Unlock your Bitwarden CLI vault with biometrics (Touch ID, Windows Hello, Linux Polkit) instead of typing your master password. Again. And again.
# before: ugh
bw get password github
? Master password: [type your 30-character password]
# after: nice
bwbio get password github
# [Touch ID prompt] → done
bwbio talks to the Bitwarden Desktop app over IPC — the same protocol the browser extension uses — to unlock your vault with biometrics. Then it hands off to the official bw CLI with the session key. You still need bw installed; bwbio just handles the unlock part.

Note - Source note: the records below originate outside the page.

PR #540, opened 2023-10-03
Fix Perk Fulfillment for Orders with Quantity > 1

cassidysymons:


microsetta_private_api/repo/perk_fulfillment_repo.py
```diff
@@ -97,94 +97,70 @@ def process_pending_fulfillment(self, ftp_id):
...
-                        self._schedule_ffq(
-                            subscription_id,
-                            fulfillment_date,
-                            False
-                        )
-                    else:
                         error_info = self._fulfill_ffq(
                             row['ftp_id'],
-                            row['kit_quantity'],
+                            template,
```
wasade, line 122: It is technically possible to take a path through the code where dereferencing `template` would trigger a `NameError`. Can a default be set outside the loop?

microsetta_private_api/repo/perk_fulfillment_repo.py
```diff
@@ -97,94 +97,70 @@ def process_pending_fulfillment(self, ftp_id):
...
+                            fulfillment_date =\
+                                self._future_fulfillment_date(
+                                    row['fulfillment_spacing_number'],
+                                    row['fulfillment_spacing_unit'],
+                                    x
+                                )
+                            self._schedule_ffq(
+                                subscription_id,
+                                fulfillment_date,
+                                False
```
wasade, line 146: Could the associated kwarg be used here? e.g., `foo=False`

microsetta_private_api/repo/perk_fulfillment_repo.py
```diff
@@ -197,6 +173,31 @@ def process_pending_fulfillment(self, ftp_id):
...
+                            fulfillment_date =\
+                                self._future_fulfillment_date(
+                                    row['fulfillment_spacing_number'],
+                                    row['fulfillment_spacing_unit'],
+                                    x
+                                )
+                            self._schedule_kit(subscription_id,
+                                               fulfillment_date,
+                                               row['dak_article_code'],
+                                               False)
```
wasade, line 187: Same here

microsetta_private_api/repo/perk_fulfillment_repo.py
```diff
@@ -197,6 +173,31 @@ def process_pending_fulfillment(self, ftp_id):
...
+                        else:
+                            status, return_val = self._fulfill_kit(
+                                row,
+                                1,
```
wasade, line 191: a comment following this would be nice, or setting a static variable outside the loop

microsetta_private_api/repo/perk_fulfillment_repo.py
cassidysymons: I'm not quite following here, and I think the way that GitHub's interface is calculating the changes and displaying them might be causing an issue. Here's the code in question, with context:
```python
                    # If there are any FFQs attached to the perk, immediately
                    # fulfill the first one
                    if row['ffq_quantity'] > 0:
                        # If the perk is a kit or subscription, send thank you
                        # email with kit content. Otherwise, send thank you
                        # for FFQ only
                        if row['kit_quantity'] > 0:
                            template = "thank_you_with_kit"
                        else:
                            template = "thank_you_no_kit"

                        error_info = self._fulfill_ffq(
                            row['ftp_id'],
                            template,
                            row['email'],
                            row['first_name'],
                            subscription_id
                        )
``` 

So the `if` statement sets it to one value or the other immediately before it's used in `self._fulfill_ffq()`. Does that same appropriate or am I missing a path where it can be de-referenced?

microsetta_private_api/repo/perk_fulfillment_repo.py
cassidysymons: Will be adjusted in next commit.

microsetta_private_api/repo/perk_fulfillment_repo.py
cassidysymons: Will be adjusted in next commit.

microsetta_private_api/repo/perk_fulfillment_repo.py
cassidysymons: Will be adjusted in next commit.

microsetta_private_api/repo/perk_fulfillment_repo.py
wasade: you're right, sorry, read through too quickly

cassidysymons:
@wasade I rebuilt the database on staging from last night's backup and deployed this patch to confirm it works as intended. It runs without error and the states of `campaign.transaction` and `campaign.fundrazr_transaction_perk` both look correct to me.

wasade:
Excellent! Im +1 if green

PR #544, opened 2023-11-15
Add Language Tag/Locale to Reconsent Check

cassidysymons:
When the reconsent process was originally set up, it was assumed that whenever an update to consent agreements was necessary, it would be done for all languages at once. However, this was not the case in reality, as the Japanese documents were updated after the fact.

Based on this reality, the code that checks whether a user needs to reconsent needed to be made aware of the user's locale. This PR contains the code that does that, as well as updated unit tests to observe that it works as intended. No corresponding updates to microsetta-interface are necessary.

### DIFF
--- a/microsetta_private_api/api/_consent.py
+++ b/microsetta_private_api/api/_consent.py
@@ -44,17 +44,21 @@ def get_consent_doc(account_id, consent_id, token_info):
         return jsonify(code=404, message=CONSENT_DOC_NOT_FOUND_MSG), 404
 
 
-def check_consent_signature(account_id, source_id, consent_type, language_tag, token_info):
+def check_consent_signature(
+        account_id, source_id, consent_type, language_tag, token_info
+):
     _validate_account_access(token_info, account_id)
 
     with Transaction() as t:
         consent_repo = ConsentRepo(t)
-        res = consent_repo.is_consent_required(source_id, consent_type, language_tag)
+        res = consent_repo.is_consent_required(
+            source_id, consent_type, language_tag
+        )
 
     return jsonify({"result": res}), 200
 
 
-def sign_consent_doc(account_id, source_id, consent_type, body, token_info):
+def sign_consent_doc(account_id, source_id, body, token_info):
     _validate_account_access(token_info, account_id)
 
     with Transaction() as t:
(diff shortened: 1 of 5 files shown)


microsetta_private_api/api/_consent.py
```diff
@@ -44,12 +44,16 @@ def get_consent_doc(account_id, consent_id, token_info):
         return jsonify(code=404, message=CONSENT_DOC_NOT_FOUND_MSG), 404
 
 
-def check_consent_signature(account_id, source_id, consent_type, token_info):
+def check_consent_signature(
```
wasade, line 47: why not pull the language tag from the users account entry?

wasade: ...actually, it seems like a bad idea to allow the user to alter their language tag to sign a consent which may not be relevant to them?

wasade (commented):
The locale of the signed consent is implicitly stored based on the documents they sign, but it seems like a user can "game" the system if they just change the locale up either on the api call or in their account details. Is it possible for the same user to sign multiple versions of the same consent by changing their locale, and if so, does that have consequences?

cassidysymons:
@wasade Given the fact that we've limited the ja_JP locale to Japanese residents, and the English/Spanish consents are equivalent in content, do you still have concerns about this from a conceptual standpoint?

wasade:
Equivalent right now but not assured in the future. The concern w/ "Is it possible for the same user to sign multiple versions of the same consent by changing their locale, and if so, does that have consequences?" does I think still hold

cassidysymons:
It would be possible for someone to sign both the English and Spanish documents (either/both Spanish locales), yes. As far as consequences, @sejsong, are you aware of any IRB issues if a user signs multiple translations of the same consent document?

wasade:
It would be good for the code to verify document versions explicitly, rather than implicitly

sejsong:
No issues since the English and Spanish versions have exactly the same content.

wasade:
I'm not concerned about today, I'm concerned about the future

cassidysymons:
Adding explicit versioning to the consent documents wouldn't be a huge
task. Considering all of the consequences of different locales being on
different versions would be a much bigger conversation. Would you agree
that refactoring the current code to explicit versioning but punting on
dealing with all of the consequences is acceptable for now?

wasade:
Sounds good thanks!

cassidysymons:
Closing this PR as it's been replaced by https://github.com/biocore/microsetta-private-api/pull/548

PR #548, opened 2023-11-29
Explicit Consent Versioning

cassidysymons:
This PR implements explicit consent versioning and refactors the `is_consent_required` function accordingly.

Importantly, we're still operating under the assumption that all locales and age groups will be operating on the same version of the consent documents. If that changes at some point in the future, it will likely require significant changes to microsetta-private-api, microsetta-interface, and microsetta-admin.

### DIFF
--- a/microsetta_private_api/repo/consent_repo.py
+++ b/microsetta_private_api/repo/consent_repo.py
@@ -134,20 +134,20 @@ class ConsentRepo(BaseRepo):
         bool
             True if the user needs to reconsent, False otherwise
         """
+        if age_range == "18-plus":
+            consent_type = "adult_" + consent_type
+        elif age_range == "13-17":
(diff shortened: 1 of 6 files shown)


microsetta_private_api/repo/consent_repo.py
```diff
@@ -113,36 +117,60 @@ def get_consent_document(self, consent_id):
...
+            The source's age range
+        consent_type : str
+            data or biospecimen
+
+        Returns
+        -------
+        bool
+            True if the user needs to reconsent, False otherwise
+        """
         with self._transaction.dict_cursor() as cur:
```
wasade, line 137:
```suggestion
```

wasade (approved):
Just a minor suggested change

PR #551, opened 2023-12-01
Activate Subscription Fulfillment

cassidysymons:
Since we're not going to allow users to alter their subscriptions, the only code change for activating subscription fulfillment is flipping on the Celery task. I re-reviewed the perk fulfillment code and accompanying unit tests this afternoon, but if you have any outstanding questions or concerns about subscription fulfillment, this PR would be a good time to voice them.


cassidysymons:
@wasade Do you have any outstanding questions or concerns before we flip the celery tasks for subscription fulfillment on?

PR #555, opened 2023-12-11
Added admin FFQ code lookup

colts661:


microsetta_private_api/repo/tests/test_perk_fulfillment_repo.py
```diff
@@ -1173,6 +1174,261 @@ def _count_fundrazr_ffq_codes(self, t):
...
+                "INSERT INTO campaign.interested_users " + \
+                "(campaign_id, first_name, last_name, email) VALUES " + \
+                ", ".join([
+                    f"('{self.test_campaign_id1}', 'First', 'Last', '{email}')" 
+                    for email in emails
+                ]) + \
+                "RETURNING interested_user_id"
+            )
+            iu_ids = [tup[0] for tup in cur.fetchall()]
+            t.commit()
```
wasade, line 1194: Can these state changes be rolled back either in `tearDown` or can the test be fully executed w/o commiting the transaction?

microsetta_private_api/repo/tests/test_perk_fulfillment_repo.py
```diff
@@ -1173,6 +1174,261 @@ def _count_fundrazr_ffq_codes(self, t):
...
+            cur.execute(
+                "INSERT INTO campaign.transaction VALUES " + \
+                ", ".join([
+                    f"('{tx_id}', '{iu_id}', 'fundrazr', '4Tqx5', " + \
+                    "'2023-01-01', 100, 100, 'usd', 'First', 'Last', " + \
+                    "'fake@bar.com', 'paypal', 'coolcool', TRUE)"
+                    for tx_id, iu_id in tx_ids.items()
+                ])
+            )
+            t.commit()
```
wasade, line 1225: same here

microsetta_private_api/repo/tests/test_perk_fulfillment_repo.py
```diff
@@ -1173,6 +1174,261 @@ def _count_fundrazr_ffq_codes(self, t):
...
+                    f"('{tx_id}', '3QeVd', 1, TRUE)" for tx_id in tx_ids
+                    if tx_id != 'MT3'
+                ]) + \
+                "RETURNING id"
+            )
+            ftp_ids = {
+                tup[0]: tx_id 
+                for tup, tx_id in zip(cur.fetchall(), tx_ids)
+            }
+            t.commit()
```
wasade, line 1260: same here

wasade: ...I'll stop noting :)

microsetta_private_api/repo/perk_fulfillment_repo.py
```diff
@@ -793,3 +793,57 @@ def check_perk_fulfillment_active(self):
             )
             row = cur.fetchone()
             return row['perk_fulfillment_active']
+    
+    def get_ffq_codes_by_email(self, email):
+        email = "%" + email + "%"
+        with self._transaction.dict_cursor() as cur:
+            # Note: Use left join to differentiate email not found possibility
+            cur.execute(
```
wasade, line 801: This is very clean

microsetta_private_api/repo/tests/test_perk_fulfillment_repo.py
colts661: I was hesitant to do so because:
1. These operations are naive and does not conform to normal workflow such as when an ftp/ffq code will be created but directly inserting information related to this query. Running other operations will probably trigger lots of logic problems;
2. Some tests were in-between the insertions for convenience, but I could reformat them to not be affected by one insertion;
3. I tried to contain all insertion and deletion in the same test function so that running that function won't affect other workflows

wasade: It's standard practice in this codebase, and others under the biocore organization, to not leave lingering state changes in databases during testing. Short term, it might simplify a test. Long term, it makes reasoning about what's going on difficult as the state of the entity being tested is changing. It can also make repeat runs of the same tests, without repopulating the test database in between, impossible

There are a few different ways it's managed in this codebase depending on the situation, see e.g., `repo/source.py`. I'm not sure what strategy will be best here. It might be to use exact identifiers on population, and have `tearDown` remove from the corresponding tables which is practical but leaves room for missing a few things and possibly some maintenance burden. Best is if this can be done where a `.rollback()` can just be issued, but that is not possible in all scenarios

colts661: Thanks for the information! Yes I agree that we should try to place all database state changes in `setUp` and `tearDown`, so is it okay if the inserted values have logic errors? For example, if a side effect of inserting a ftp involves populating another table and this never happens. We could make sure to only use these values for the purpose of this query.

wasade: Yes, exactly. If state is always reset, then it's fine to put garbage in to verify behavior. 

Test execution is out-of-order, so any state changes which occur can have side effects on other tests. This can lead to difficult to debug/understand scenarios when bad data are intentionally placed into the database.

microsetta_private_api/repo/perk_fulfillment_repo.py
cassidysymons: +1, impressive query

cassidysymons (approved):

cassidysymons:
Going to hold on merging this until the corresponding Interface PR is finalized. Great work @colts661 !

PR #558, opened 2024-01-29
added last_update column to ag_kit_barcodes

ayobi:
Added last_update column to ag_kit_barcodes table. This will enable a more descriptive sample status on the 'My Reports' tab. See [PR](https://github.com/biocore/microsetta-interface/pull/311) for microsetta-interface for FE changes.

┌─────────────────┐ ┌─────────────────┐ ┌─────────────────┐
│ │ │ Bitwarden │ │ Touch ID / │
│ bwbio │ IPC │ Desktop │ System │ Windows Hello │
│ │ ◄─────► │ App │ ◄─────► │ Linux Polkit │
└─────────────────┘ └─────────────────┘ └─────────────────┘
│
│ delegates (with BW_SESSION)
▼
┌─────────────────┐
│ Official bw │
│ CLI │
└─────────────────┘
If biometrics fail for any reason (Desktop app closed, prompt cancelled, etc.), it falls back to the regular password prompt. It never blocks you.
You'll need:
- Bitwarden Desktop app with biometrics enabled + "Allow browser integration" on
- Node.js >= 22
- Official
bwCLI in your PATH
Install:
# With Homebrew (macOS/Linux)
brew install jeanregisser/tap/bitwarden-cli-bio
# Or with npm
npm install -g bitwarden-cli-bio# The magic: alias it and forget about it
alias bw=bwbio
bw get password github # Touch ID, done
bw list items --search email # still Touch ID, still done
# Or use it directly
bwbio get password github
# For scripts — get a session key
export BW_SESSION=$(bwbio unlock --raw)If BW_SESSION is already set, bwbio skips biometrics and passes commands straight to bw (except unlock, which always attempts biometrics).
Some commands don't need an unlocked vault and go directly to bw:
login, logout, lock, config, update, completion, status, serve
--help / -h, --version / -v
Everything else triggers biometric unlock if the vault is locked.
bwbio also adds --bwbio-version to show the wrapper's own version (--version is passed through to bw).
| Variable | Description |
|---|---|
BW_SESSION |
Already set? bwbio skips biometrics and passes through to bw (except unlock) |
BW_QUIET |
Set to true to suppress all biometric-related messages |
BW_NOINTERACTION |
Set to true to skip biometric unlock (requires user interaction) |
BWBIO_VERBOSE |
Set to true for verbose logging |
BWBIO_DEBUG |
Set to true for raw IPC message dumps |
BWBIO_IPC_SOCKET_PATH |
Override the IPC socket path (advanced) |
If verbose logs show connection attempts to .../s.bw failing with ENOENT, bwbio cannot find the Desktop IPC socket.
- Open the Bitwarden Desktop app (unlock temporarily only if needed to access settings).
- In Desktop settings, enable
Allow browser integration. - Retry with verbose logs:
BWBIO_VERBOSE=true bwbio unlock- macOS — Touch ID (including App Store builds) — tested
- Windows — Windows Hello — tested (community)
- Linux — Polkit — should work, not yet tested
The IPC protocol is the same across platforms. If you try Linux, please open an issue and let us know how it goes!
- Zero runtime dependencies — only Node.js built-in modules, nothing from npm at runtime
- Every push to
mainis automatically built and published via semantic-release, with npm provenance enabled - No human runs
npm publish— releases come directly from GitHub Actions - Each package on npm links back to the exact source commit and CI run that produced it
- You can verify this on the npm package page (look for the "Provenance" badge)
This should really be a feature of the official CLI. A PR was proposed but was closed — the Bitwarden team wants to wait until they have a proper IPC framework. This wrapper fills the gap in the meantime using the same IPC code from that PR.